In unit64 if you want to subtract one from zero, the number zero can't get any smaller so it is treated as 2^64, and subtract one from it you get 2^64-1, which in binary is '1'*64 and 18446744073709551615 in decimal.

In [6]: a[0] - 1
Out[6]: 1.8446744073709552e+19

In [7]: a[0] - 1 == 2**64
Out[7]: True

Then when the value is operated with a Python int it is converted to a float 1.8446744073709552e+19 which because of the limitation of the format, is actually 2^64.

In [8]: a[0] -= 1
<ipython-input-8-9ab639258820>:1: RuntimeWarning: invalid value encountered in cast
  a[0] -= 1

In [9]: a
Out[9]: array([9223372036854775808], dtype=uint64)

Now this gets interesting, the maximum value uint64 can hold is 2^64 - 1, because 2 ^ 64 is one followed by 64 zeros in binary, so it can't be presented as is in uint64, it is in this case converted to zero before the decrement, as the last 64 bits in 2^64 are zeros.

That's why there is an warning.

But when doing the calculation, somehow it is converted to signed int64, and then converted to uint64 again.

The calculated result is -1, when stored in signed int64 form, is '1'+'0'*63 because the leftmost bit is used for the sign, and the number is negative if the sign bit is set.

Because one bit is used for the sign the maximum value of int64 is 2^63-1 which is 9223372036854775807 in decimal.

When the number negative one in int64 is converted to uint64 it is treated as 2^63 which is 9223372036854775808 in decimal, because the number holds a numerical value of 2^63.

Then the number stays there no matter how many decrements I do, because when the operations happen the uint64 type is converted to a float, which has a value of 2^63, and decrement by one cannot change that value.

0
Albert.Lang On

Possible workarounds

1. Explicit cast

a[0] -= np.uint64(1)

++

  • clean
  • fast

--

  • cumbersome

2. Fancy indexing

a[[0]] -= 1

+

  • easy to type

--

  • slow

3. Slice indexing

a[0:1] -= 1

-

  • mildly cumbersome
  • not the fastest
1
JohnD9191 On

The behavior you are seeing is due to how unsigned integer arithmetic works in numpy.

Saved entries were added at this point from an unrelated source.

PR #1214, opened 2026-06-05
docs: clarify sampling raises

### LINKED ISSUE #1213: fix(docs): stale and incomplete Raises: entries in BaseSamplingStrategy.sample()
## Problem

Two docstring inaccuracies in `BaseSamplingStrategy.sample()` (`mellea/stdlib/sampling/base.py`) found during review of #1175.

### 1. Undocumented `raise r` (line 392)

When all concurrent subsamples fail before producing any result, `sample()` re-raises the first non-cancellation exception from a producer task:

```python
if not slices:
    for r in producer_results:
        if isinstance(r, BaseException) and not isinstance(r, asyncio.CancelledError):
            raise r
```

This exit path has no entry in the `Raises:` section. Something like:

```
Exception: Re-raised from a concurrent subsample if all subsamples fail without
    producing any result (e.g. a backend error).
```

### 2. Stale `AssertionError` description (line 228)

The current entry reads:

> AssertionError: Asserts that all required components (repair, select_from_failure, validate, and generate) are provided before proceeding with the sampling.

The actual `assert` statements in the body check `result_index` bounds and that `_generate_log` is set — not component presence. The description no longer matches the code.

## Suggested fix

Update the `Raises:` block to accurately reflect both exit paths.

skyswordw:
## Summary
- clarify the `AssertionError` entry for `BaseSamplingStrategy.sample()` so it matches the current `select_from_failure` and generation-log assertions
- document the concurrent subsample exception re-raise path when no subsample produces a result

Fixes #1213.

## Checks
- `uv run ruff format --check mellea/stdlib/sampling/base.py`
- `uv run ruff check mellea/stdlib/sampling/base.py`
- `uv run pytest test/stdlib/sampling/test_sampling_base_unit.py -q`
- `git diff --check`

### DIFF
--- a/mellea/stdlib/sampling/base.py
+++ b/mellea/stdlib/sampling/base.py
@@ -225,8 +225,13 @@ class BaseSamplingStrategy(SamplingStrategy):
             SamplingResult[S]: A result object indicating the success or failure of the sampling process.
 
         Raises:
-            AssertionError: Asserts that all required components (repair, select_from_failure, validate, and generate) are provided before proceeding with the sampling.
+            AssertionError: If `select_from_failure` returns an index outside
+                the generated samples, or if the selected result has no
+                generation log to mark as final.
             ValueError: If a `SAMPLING_LOOP_START` hook returns a non-positive `loop_budget`.
+            Exception: Re-raised from a concurrent subsample if all subsamples
+                fail without producing a result, for example due to a backend
+                error.
         """
         validation_ctx = validation_ctx if validation_ctx is not None else context
 
--- a/mellea/stdlib/sampling/base.py
+++ b/mellea/stdlib/sampling/base.py
@@ -225,13 +225,13 @@ class BaseSamplingStrategy(SamplingStrategy):
             SamplingResult[S]: A result object indicating the success or failure of the sampling process.
 
         Raises:
-            AssertionError: If `select_from_failure` returns an index outside
-                the generated samples, or if the selected result has no
-                generation log to mark as final.
+            AssertionError: If `select_from_failure` returns an out-of-range index
+                into `sample_generations`, or if the selected result's
+                `_generate_log` is `None`.
             ValueError: If a `SAMPLING_LOOP_START` hook returns a non-positive `loop_budget`.
-            Exception: Re-raised from a concurrent subsample if all subsamples
-                fail without producing a result, for example due to a backend
-                error.
+            Exception: If all subsamples raise without producing a result,
+                the first non-cancellation exception is re-raised (e.g. a
+                backend error).
         """
         validation_ctx = validation_ctx if validation_ctx is not None else context
 


skyswordw:
Marking this ready for review.

Local checks completed before opening the PR:
- `uv run ruff format --check mellea/stdlib/sampling/base.py`
- `uv run ruff check mellea/stdlib/sampling/base.py`
- `uv run pytest test/stdlib/sampling/test_sampling_base_unit.py -q` (`16 passed`)
- `git diff --check`

GitHub checks visible on the PR are currently green.

planetf1 (commented):
A couple of small consistency notes inline — nothing that should hold this up.

mellea/stdlib/sampling/base.py
```diff
@@ -225,8 +225,13 @@ async def sample(
             SamplingResult[S]: A result object indicating the success or failure of the sampling process.
 
         Raises:
-            AssertionError: Asserts that all required components (repair, select_from_failure, validate, and generate) are provided before proceeding with the sampling.
+            AssertionError: If `select_from_failure` returns an index outside
```
planetf1: Thanks for the PR — removing that stale assertion text is a good catch.

One small thing on the `AssertionError` description: "outside the generated samples" doesn't quite say what the assertion checks. The actual check is `result_index < len(sample_generations)`, so "out-of-range index into `sample_generations`" is more direct. Same for the second part — "has no generation log to mark as final" is a roundabout way of saying "`_generate_log` is `None`".

The convention in this file is `If \`condition\`` with backtick code references — you can see it in the `ValueError` entry just below, and in the class docstring at line 131. Suggestion to bring it in line:

```suggestion
            AssertionError: If `select_from_failure` returns an out-of-range index
                into `sample_generations`, or if the selected result's
                `_generate_log` is `None`.
```

mellea/stdlib/sampling/base.py
```diff
@@ -225,8 +225,13 @@ async def sample(
...
+                the generated samples, or if the selected result has no
+                generation log to mark as final.
             ValueError: If a `SAMPLING_LOOP_START` hook returns a non-positive `loop_budget`.
+            Exception: Re-raised from a concurrent subsample if all subsamples
```
planetf1: Same convention note here — all the other entries in this block start with `If <condition>`, but this one starts with "Re-raised from…".

The condition is also slightly imprecise: the exception only fires when *no* subsample produced a usable result. A subsample can raise and the call still succeeds if any other subsample came through — so "all subsamples fail" undersells the specificity of the trigger:

```suggestion
            Exception: If all subsamples raise without producing a result,
                the first non-cancellation exception is re-raised (e.g. a
                backend error).
```

planetf1 (commented):
A couple of small consistency notes inline — nothing that should hold this up.

skyswordw:
Thanks, updated both docstring entries to match the suggested wording and the local `If <condition>` convention.

planetf1 (approved):
Thanks for the improvement. LGTM

markstur (approved):
LGTM, thanks!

When an unsigned integer is decremented, if the result is negative, it "wraps around" to the maximum value of the data type.

In your example, a[0] starts at the value 0xFFFFFFFFFFFFFFFF, which is the maximum value for a 64-bit unsigned integer. When you subtract 1 from it, the result is 0xFFFFFFFFFFFFFFFE, as you expected. However, when you subtract 1 from it again, the result is -1 (which is represented as 0xFFFFFFFFFFFFFFFF in binary). Since this value is negative, it wraps around to the maximum value of the data type, which is 0.

So, the behavior you are seeing is expected due to the properties of unsigned integer arithmetic. If you want to avoid this behavior, you can use a signed integer data type instead.